Your answer should consist of each line below that contains the string "https".

________

PR #1008, opened 2017-10-23
fix #867, 1/3, ADAL, pass the setting of expiration buffer if broker is installed

### LINKED ISSUE #867: Outlook: AuthenticationSettings.INSTANCE.setExpirationBuffer should work if broker is installed.
If broker is installed this setting is ignored.

piqiums:
fix issue https://github.com/AzureAD/azure-activedirectory-library-for-android/issues/867
this is the change in ADAL library

### DIFF
--- a/adal/src/main/java/com/microsoft/aad/adal/AuthenticationConstants.java
+++ b/adal/src/main/java/com/microsoft/aad/adal/AuthenticationConstants.java
@@ -283,6 +283,9 @@ public final class AuthenticationConstants {
 
         /** String for request id returned from Evo. **/
         public static final String REQUEST_ID_HEADER = "x-ms-request-id";
+
+        /** Integer for token expiration buffer. see AuthenticationSettings.mExpirationBuffer */
+        public static final String EXPIRATION_BUFFER = "aad.expiration.buffer";
     }
 
     /**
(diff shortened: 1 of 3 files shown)


adal/src/main/java/com/microsoft/aad/adal/AuthenticationConstants.java
```diff
@@ -283,6 +283,9 @@ private AuthenticationConstants() { }
 
         /** String for request id returned from Evo. **/
         public static final String REQUEST_ID_HEADER = "x-ms-request-id";
+
+        /** Integer for token expiration buffer. see AuthenticationSettings.mExpirationBuffer */
+        public static final String EXPIRATION_BUFFER = "aad.expiration.buffer";
```
addev-ashish: This should be in the Broker subclass, any reason you put in the AAD subclass?

piqiums: 'expiration buffer' is a concept not only related with broker, but also available for the case without broker, so I didn't put it into the 'Broker' subclass. Maybe 'AAD' is not the best place, do you have any suggestion? thanks

adal/src/main/java/com/microsoft/aad/adal/AuthenticationConstants.java
```diff
@@ -491,6 +491,9 @@ private AuthenticationConstants() { }
         /** String for ssl prefix. */
         public static final String REDIRECT_SSL_PREFIX = "https://";
 
+        //* Integer for token expiration buffer. see AuthenticationSettings.mExpirationBuffer
```
addev-ashish: nit: can you keep the comment format common

Issue #1009, opened 2017-10-25
NPE in Discovery.java found in ADAL 1.13.2


piqiums:
NPE in ADAL 1.13.2 in Discovery.java
################################################
A customer came across an exception in the latest ADAL 1.13.2 drop that we incorporated into our 1711 CP build when testing MAM enrollment.
 
10-25 07:48:27.146   3390  3432 E ncaughtExceptionHandler: Uncaught exception in app
10-25 07:48:27.146   3390  3432 E ncaughtExceptionHandler: java.lang.NullPointerException: Attempt to invoke virtual method 'boolean com.microsoft.aad.adal.InstanceDiscoveryMetadata.isValidated()' on a null object reference
10-25 07:48:27.146   3390  3432 E ncaughtExceptionHandler:  at com.microsoft.aad.adal.Discovery.performInstanceDiscovery(Discovery.java:232)
10-25 07:48:27.146   3390  3432 E ncaughtExceptionHandler:  at com.microsoft.aad.adal.Discovery.validateAuthority(Discovery.java:132)
10-25 07:48:27.146   3390  3432 E ncaughtExceptionHandler:  at com.microsoft.aad.adal.AcquireTokenRequest.performAuthorityValidation(AcquireTokenRequest.java:223)
10-25 07:48:27.146   3390  3432 E ncaughtExceptionHandler:  at com.microsoft.aad.adal.AcquireTokenRequest.validateAcquireTokenRequest(AcquireTokenRequest.java:169)
10-25 07:48:27.146   3390  3432 E ncaughtExceptionHandler:  at com.microsoft.aad.adal.AcquireTokenRequest.access$100(AcquireTokenRequest.java:46)
10-25 07:48:27.146   3390  3432 E ncaughtExceptionHandler:  at com.microsoft.aad.adal.AcquireTokenRequest$1.run(AcquireTokenRequest.java:108)
10-25 07:48:27.146   3390  3432 E ncaughtExceptionHandler:  at java.util.concurrent.ThreadPoolExecutor.runWorker(ThreadPoolExecutor.java:1113)
10-25 07:48:27.146   3390  3432 E ncaughtExceptionHandler:  at java.util.concurrent.ThreadPoolExecutor$Worker.run(ThreadPoolExecutor.java:588)
10-25 07:48:27.146   3390  3432 E ncaughtExceptionHandler:  at java.lang.Thread.run(Thread.java:818)

PR #1010, opened 2017-10-25
fix NPE in Discovery.java found in ADAL 1.13.2

piqiums:
fix https://github.com/AzureAD/azure-activedirectory-library-for-android/issues/1009
previsouly, it's calling like "AuthorityValidationMetadataCache.getCachedInstanceDiscoveryMetadata(authorityUrl).isValidated();" directly without checking if the key 'authorityUrl' is in the key set. After my fix, it's calling 'AuthorityValidationMetadataCache.isAuthorityValidated(authorityUrl)' which has already checked if the key exists in key set.

### DIFF
--- a/adal/src/main/java/com/microsoft/aad/adal/Discovery.java
+++ b/adal/src/main/java/com/microsoft/aad/adal/Discovery.java
@@ -219,10 +219,8 @@ final class Discovery {
         try {
             queryUrl = buildQueryString(trustedHost, getAuthorizationCommonEndpoint(authorityUrl));
             final Map<String, String> discoveryResponse = sendRequest(queryUrl);
-
             AuthorityValidationMetadataCache.processInstanceDiscoveryMetadata(authorityUrl, discoveryResponse);
-
-            result = AuthorityValidationMetadataCache.getCachedInstanceDiscoveryMetadata(authorityUrl).isValidated();
+            result = AuthorityValidationMetadataCache.isAuthorityValidated(authorityUrl);
         } catch (final IOException | JSONException e) {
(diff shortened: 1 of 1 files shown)


addev-ashish:
please create this PR for release/1.13.2, also the fix is missing the call to isValidated

piqiums:
Hi Ashish, I want to talk about two things here:
1. the 'dev' branch is serving the mainline role. Every time we make a fix, the fix should go to dev branch first, then it should be cherry-picked to the specific branch (in this case it's release/1.13.2 branch) . Otherwise, if we check code into the specific branch first, then very possibly the fix might be forgotten to check into dev again. This has happened several times recently and cost some extra communication and efforts. Please consider my suggestion to make the process smooth and high-efficiency. 
2. You said this fix is missing the call to 'isValidated'. I would suggest you to look in to the method body of "isAuthorityValidated". 
```
    static boolean isAuthorityValidated(final URL authorityUrl) {
        return containsAuthorityHost(authorityUrl) && getCachedInstanceDiscoveryMetadata(authorityUrl).isValidated();
    }
```
Let me explain the code expression by expression, 
```
containsAuthorityHost(authorityUrl)
```
It checks if the underlying ConcurrentHashMap's keyset has the key. ConcurrentHashMap doesn't accept 'null' as key or value. If it has the key, then there's a non-null value mapping to the key, then we don't need to worry about the NPE.
```
getCachedInstanceDiscoveryMetadata(authorityUrl).isValidated()
```
Now it's getting the value mapping to the key and calling 'isValidated' on it. It's doing exactly the same job more defensively. I hope you could dive deep into the code when reviewing PRs.
  thanks

PR #1016, opened 2017-10-26
fix issue #1009, part 2, NPE in Discovery.java found in ADAL 1.13.2

piqiums:
1. add the preferred network and preferred cache
2. when the preferred network in invalid, use the authority url that is passed.

### DIFF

________

Result:
fix issue https://github.com/AzureAD/azure-activedirectory-library-for-android/issues/867
         public static final String REDIRECT_SSL_PREFIX = "https://";
fix https://github.com/AzureAD/azure-activedirectory-library-for-android/issues/1009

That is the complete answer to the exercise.